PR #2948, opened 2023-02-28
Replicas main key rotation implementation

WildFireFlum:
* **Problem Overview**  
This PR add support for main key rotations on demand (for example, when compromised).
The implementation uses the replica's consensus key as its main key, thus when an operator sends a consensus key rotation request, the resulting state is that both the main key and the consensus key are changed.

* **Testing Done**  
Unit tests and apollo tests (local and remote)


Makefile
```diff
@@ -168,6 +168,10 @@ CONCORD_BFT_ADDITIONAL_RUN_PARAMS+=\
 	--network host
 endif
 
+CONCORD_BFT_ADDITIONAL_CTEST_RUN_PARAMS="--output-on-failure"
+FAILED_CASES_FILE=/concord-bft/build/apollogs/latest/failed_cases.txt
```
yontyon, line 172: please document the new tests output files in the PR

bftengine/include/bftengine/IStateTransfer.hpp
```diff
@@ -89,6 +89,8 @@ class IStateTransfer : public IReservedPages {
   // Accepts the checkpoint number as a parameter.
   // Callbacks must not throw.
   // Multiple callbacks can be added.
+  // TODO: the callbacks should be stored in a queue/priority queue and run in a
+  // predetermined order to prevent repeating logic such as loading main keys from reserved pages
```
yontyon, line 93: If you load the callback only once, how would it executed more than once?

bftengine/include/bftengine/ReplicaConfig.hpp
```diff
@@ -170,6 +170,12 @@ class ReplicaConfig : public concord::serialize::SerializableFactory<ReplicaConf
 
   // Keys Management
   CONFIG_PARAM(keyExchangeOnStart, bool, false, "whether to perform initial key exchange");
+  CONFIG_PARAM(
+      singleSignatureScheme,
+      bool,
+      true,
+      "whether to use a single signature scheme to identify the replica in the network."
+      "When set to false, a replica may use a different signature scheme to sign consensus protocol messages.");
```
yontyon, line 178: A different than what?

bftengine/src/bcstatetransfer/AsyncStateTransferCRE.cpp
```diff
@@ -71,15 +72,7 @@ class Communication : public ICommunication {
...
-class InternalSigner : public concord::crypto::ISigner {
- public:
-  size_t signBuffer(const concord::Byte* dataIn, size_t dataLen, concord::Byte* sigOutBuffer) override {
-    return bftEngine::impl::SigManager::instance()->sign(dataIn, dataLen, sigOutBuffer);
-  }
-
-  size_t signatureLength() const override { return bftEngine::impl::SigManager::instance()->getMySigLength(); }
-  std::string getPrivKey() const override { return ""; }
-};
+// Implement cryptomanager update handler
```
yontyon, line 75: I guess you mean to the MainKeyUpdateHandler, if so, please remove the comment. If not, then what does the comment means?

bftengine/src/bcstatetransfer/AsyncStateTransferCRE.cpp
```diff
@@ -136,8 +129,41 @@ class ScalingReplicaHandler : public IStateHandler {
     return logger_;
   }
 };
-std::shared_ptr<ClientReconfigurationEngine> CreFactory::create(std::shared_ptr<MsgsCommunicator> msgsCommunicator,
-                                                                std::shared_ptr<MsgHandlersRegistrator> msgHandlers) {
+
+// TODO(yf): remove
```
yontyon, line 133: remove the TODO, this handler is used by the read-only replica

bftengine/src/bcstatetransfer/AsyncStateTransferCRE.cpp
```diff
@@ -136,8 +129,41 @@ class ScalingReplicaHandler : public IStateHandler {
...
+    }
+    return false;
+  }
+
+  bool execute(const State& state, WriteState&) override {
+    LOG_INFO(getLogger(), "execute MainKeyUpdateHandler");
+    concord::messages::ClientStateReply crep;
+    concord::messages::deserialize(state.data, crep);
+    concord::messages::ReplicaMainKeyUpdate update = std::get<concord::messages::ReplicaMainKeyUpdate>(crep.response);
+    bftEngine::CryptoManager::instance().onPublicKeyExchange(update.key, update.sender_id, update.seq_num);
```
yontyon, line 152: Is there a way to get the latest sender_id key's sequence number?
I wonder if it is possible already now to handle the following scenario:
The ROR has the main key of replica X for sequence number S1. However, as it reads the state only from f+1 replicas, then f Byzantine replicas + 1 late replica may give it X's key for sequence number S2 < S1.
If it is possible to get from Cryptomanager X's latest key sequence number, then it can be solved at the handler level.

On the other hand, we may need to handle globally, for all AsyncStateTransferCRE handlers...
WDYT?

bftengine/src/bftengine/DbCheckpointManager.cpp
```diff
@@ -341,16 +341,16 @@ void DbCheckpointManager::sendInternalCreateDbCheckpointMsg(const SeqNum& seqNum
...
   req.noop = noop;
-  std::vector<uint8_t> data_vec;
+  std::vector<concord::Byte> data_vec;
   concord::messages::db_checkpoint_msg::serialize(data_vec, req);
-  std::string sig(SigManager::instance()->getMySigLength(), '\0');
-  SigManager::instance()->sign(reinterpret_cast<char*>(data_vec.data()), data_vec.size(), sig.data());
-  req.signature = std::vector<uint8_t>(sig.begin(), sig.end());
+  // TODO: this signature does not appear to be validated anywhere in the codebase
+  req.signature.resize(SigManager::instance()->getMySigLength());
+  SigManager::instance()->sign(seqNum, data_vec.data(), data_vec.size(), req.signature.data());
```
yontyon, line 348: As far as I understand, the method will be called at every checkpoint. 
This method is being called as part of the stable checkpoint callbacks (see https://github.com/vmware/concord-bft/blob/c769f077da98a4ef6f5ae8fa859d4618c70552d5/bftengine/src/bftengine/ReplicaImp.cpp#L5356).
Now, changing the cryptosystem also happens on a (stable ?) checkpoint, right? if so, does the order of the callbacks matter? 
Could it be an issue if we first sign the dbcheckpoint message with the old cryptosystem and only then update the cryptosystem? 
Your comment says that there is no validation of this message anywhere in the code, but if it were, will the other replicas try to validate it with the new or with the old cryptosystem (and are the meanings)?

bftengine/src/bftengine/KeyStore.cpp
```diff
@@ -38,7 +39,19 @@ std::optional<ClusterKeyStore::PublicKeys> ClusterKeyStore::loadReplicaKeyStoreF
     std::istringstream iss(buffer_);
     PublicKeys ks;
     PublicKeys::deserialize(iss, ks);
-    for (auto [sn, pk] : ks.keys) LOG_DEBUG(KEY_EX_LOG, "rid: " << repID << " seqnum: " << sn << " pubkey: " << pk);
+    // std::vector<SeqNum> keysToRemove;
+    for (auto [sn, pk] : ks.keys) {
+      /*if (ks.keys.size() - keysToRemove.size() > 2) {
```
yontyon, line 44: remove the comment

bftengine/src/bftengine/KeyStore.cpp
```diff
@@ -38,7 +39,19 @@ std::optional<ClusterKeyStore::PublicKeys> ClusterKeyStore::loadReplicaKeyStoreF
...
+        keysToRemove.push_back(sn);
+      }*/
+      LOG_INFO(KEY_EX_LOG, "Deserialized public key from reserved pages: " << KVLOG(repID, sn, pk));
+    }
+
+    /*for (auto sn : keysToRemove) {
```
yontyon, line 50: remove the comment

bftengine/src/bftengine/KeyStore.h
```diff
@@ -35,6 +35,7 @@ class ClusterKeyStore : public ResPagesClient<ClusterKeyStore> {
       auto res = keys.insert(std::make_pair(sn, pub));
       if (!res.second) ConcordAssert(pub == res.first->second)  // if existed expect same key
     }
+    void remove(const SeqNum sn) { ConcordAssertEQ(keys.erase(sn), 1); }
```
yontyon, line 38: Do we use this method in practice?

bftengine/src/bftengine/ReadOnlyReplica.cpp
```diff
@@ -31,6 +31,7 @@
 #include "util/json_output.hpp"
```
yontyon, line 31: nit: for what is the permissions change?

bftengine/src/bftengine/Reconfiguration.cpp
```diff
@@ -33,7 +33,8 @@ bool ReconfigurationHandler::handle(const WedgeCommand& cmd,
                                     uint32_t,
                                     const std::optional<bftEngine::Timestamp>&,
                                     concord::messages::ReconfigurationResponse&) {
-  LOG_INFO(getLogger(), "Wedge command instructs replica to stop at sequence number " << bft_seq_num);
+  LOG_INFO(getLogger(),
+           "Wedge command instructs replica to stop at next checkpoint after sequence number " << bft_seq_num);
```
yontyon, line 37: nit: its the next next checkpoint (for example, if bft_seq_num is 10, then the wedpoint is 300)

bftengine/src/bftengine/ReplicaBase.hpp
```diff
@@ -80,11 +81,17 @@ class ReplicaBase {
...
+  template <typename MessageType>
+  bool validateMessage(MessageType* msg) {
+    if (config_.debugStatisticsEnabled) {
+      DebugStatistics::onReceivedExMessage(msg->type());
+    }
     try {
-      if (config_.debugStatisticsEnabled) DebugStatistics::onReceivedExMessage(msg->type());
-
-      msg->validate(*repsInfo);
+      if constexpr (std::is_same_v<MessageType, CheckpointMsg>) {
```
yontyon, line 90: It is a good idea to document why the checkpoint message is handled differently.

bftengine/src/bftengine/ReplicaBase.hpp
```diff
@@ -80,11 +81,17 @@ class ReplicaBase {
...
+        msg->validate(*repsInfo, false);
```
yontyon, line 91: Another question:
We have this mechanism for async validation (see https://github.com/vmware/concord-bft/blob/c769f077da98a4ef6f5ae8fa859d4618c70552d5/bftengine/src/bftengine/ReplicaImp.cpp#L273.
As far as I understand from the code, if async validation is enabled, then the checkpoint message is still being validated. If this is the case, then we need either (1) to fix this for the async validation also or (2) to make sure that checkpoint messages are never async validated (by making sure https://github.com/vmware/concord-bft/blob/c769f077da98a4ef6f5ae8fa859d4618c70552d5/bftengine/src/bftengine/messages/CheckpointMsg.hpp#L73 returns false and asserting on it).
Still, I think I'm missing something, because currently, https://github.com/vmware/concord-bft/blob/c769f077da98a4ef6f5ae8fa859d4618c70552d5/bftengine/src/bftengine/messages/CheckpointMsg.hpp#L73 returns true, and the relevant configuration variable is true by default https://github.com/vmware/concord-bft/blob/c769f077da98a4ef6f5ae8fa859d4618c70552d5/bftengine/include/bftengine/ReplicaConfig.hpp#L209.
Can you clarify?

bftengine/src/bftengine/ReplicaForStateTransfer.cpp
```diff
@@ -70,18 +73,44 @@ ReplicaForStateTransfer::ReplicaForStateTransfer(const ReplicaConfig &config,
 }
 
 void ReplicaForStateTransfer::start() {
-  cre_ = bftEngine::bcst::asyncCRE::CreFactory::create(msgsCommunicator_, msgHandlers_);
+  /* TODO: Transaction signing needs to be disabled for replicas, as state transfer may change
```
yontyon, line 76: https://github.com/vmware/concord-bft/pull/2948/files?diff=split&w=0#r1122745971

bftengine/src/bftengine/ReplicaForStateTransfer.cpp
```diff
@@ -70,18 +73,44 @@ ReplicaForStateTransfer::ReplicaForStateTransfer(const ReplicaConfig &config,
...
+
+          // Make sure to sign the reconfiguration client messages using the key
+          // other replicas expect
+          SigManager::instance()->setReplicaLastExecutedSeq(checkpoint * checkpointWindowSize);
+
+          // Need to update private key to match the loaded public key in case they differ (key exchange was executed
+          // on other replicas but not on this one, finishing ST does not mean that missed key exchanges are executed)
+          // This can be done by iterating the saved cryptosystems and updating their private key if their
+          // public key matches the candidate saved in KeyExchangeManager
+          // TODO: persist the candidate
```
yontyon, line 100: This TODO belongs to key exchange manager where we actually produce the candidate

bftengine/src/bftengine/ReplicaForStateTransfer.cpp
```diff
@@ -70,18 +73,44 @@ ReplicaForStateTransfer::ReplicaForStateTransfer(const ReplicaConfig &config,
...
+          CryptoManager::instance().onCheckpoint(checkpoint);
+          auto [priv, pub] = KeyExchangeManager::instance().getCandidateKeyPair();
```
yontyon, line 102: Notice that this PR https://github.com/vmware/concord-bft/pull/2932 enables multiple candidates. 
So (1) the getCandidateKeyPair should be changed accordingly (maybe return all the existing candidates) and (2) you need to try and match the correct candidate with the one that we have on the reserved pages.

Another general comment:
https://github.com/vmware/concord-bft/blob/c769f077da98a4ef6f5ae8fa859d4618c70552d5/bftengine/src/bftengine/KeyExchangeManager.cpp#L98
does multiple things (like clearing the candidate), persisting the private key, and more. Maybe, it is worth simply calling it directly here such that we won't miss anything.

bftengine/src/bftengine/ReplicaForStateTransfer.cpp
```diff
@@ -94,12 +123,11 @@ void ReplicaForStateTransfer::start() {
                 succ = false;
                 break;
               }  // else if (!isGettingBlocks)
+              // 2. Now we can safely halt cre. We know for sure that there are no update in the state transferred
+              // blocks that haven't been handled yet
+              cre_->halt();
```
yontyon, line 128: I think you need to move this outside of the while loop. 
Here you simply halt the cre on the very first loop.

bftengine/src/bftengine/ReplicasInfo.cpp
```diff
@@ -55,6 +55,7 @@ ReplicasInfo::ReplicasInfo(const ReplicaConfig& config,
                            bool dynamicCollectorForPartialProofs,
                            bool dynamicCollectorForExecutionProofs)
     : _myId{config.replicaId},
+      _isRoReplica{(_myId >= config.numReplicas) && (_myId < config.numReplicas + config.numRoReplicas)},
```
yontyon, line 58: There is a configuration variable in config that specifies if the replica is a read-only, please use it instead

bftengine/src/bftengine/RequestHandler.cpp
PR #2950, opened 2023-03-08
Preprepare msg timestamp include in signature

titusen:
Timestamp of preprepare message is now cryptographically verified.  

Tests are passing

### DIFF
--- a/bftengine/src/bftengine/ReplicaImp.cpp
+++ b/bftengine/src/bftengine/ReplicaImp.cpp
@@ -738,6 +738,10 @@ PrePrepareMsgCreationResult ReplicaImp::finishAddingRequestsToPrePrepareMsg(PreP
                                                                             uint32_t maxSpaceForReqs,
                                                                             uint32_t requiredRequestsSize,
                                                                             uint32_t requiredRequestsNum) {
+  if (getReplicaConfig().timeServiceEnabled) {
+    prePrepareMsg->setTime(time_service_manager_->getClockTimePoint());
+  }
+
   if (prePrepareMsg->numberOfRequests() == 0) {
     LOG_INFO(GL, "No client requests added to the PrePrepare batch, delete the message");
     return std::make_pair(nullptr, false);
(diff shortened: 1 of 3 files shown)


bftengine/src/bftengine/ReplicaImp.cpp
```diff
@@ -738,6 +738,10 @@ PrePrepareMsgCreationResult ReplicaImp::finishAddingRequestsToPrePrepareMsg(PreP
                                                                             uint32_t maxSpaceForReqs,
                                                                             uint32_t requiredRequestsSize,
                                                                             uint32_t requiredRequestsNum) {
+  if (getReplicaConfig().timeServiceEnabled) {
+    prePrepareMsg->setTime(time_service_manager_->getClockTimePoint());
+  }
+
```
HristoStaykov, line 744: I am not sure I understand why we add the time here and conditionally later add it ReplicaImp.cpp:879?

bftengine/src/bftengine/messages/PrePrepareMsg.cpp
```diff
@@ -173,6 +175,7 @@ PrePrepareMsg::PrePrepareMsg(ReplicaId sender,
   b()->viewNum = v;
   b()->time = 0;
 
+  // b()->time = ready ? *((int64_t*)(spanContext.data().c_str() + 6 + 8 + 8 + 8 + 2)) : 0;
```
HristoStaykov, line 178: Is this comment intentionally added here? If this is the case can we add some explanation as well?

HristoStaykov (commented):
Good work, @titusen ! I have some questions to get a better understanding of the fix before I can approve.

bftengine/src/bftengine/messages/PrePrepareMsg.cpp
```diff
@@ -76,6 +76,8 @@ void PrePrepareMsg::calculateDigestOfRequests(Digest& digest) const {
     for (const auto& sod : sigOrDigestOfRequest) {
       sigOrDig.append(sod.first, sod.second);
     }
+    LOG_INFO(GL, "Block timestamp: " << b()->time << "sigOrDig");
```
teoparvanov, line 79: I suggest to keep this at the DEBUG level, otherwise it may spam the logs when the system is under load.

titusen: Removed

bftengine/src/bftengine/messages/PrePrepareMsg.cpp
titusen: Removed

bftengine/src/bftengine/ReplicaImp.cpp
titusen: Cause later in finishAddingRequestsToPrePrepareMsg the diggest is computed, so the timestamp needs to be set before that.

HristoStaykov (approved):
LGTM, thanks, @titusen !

----------------------------------------

**WHAT IS EXPECTED**.
Could you copy exactly the lines from the first line of the records above through the line containing "yontyon, line 172: please", both included, and nothing else?

**OUTPUT OF THE EXERCISE**.
PR #2948, opened 2023-02-28
Replicas main key rotation implementation

WildFireFlum:
* **Problem Overview**  
This PR add support for main key rotations on demand (for example, when compromised).
The implementation uses the replica's consensus key as its main key, thus when an operator sends a consensus key rotation request, the resulting state is that both the main key and the consensus key are changed.

* **Testing Done**  
Unit tests and apollo tests (local and remote)


Makefile
```diff
@@ -168,6 +168,10 @@ CONCORD_BFT_ADDITIONAL_RUN_PARAMS+=\
 	--network host
 endif
 
+CONCORD_BFT_ADDITIONAL_CTEST_RUN_PARAMS="--output-on-failure"
+FAILED_CASES_FILE=/concord-bft/build/apollogs/latest/failed_cases.txt
```
yontyon, line 172: please document the new tests output files in the PR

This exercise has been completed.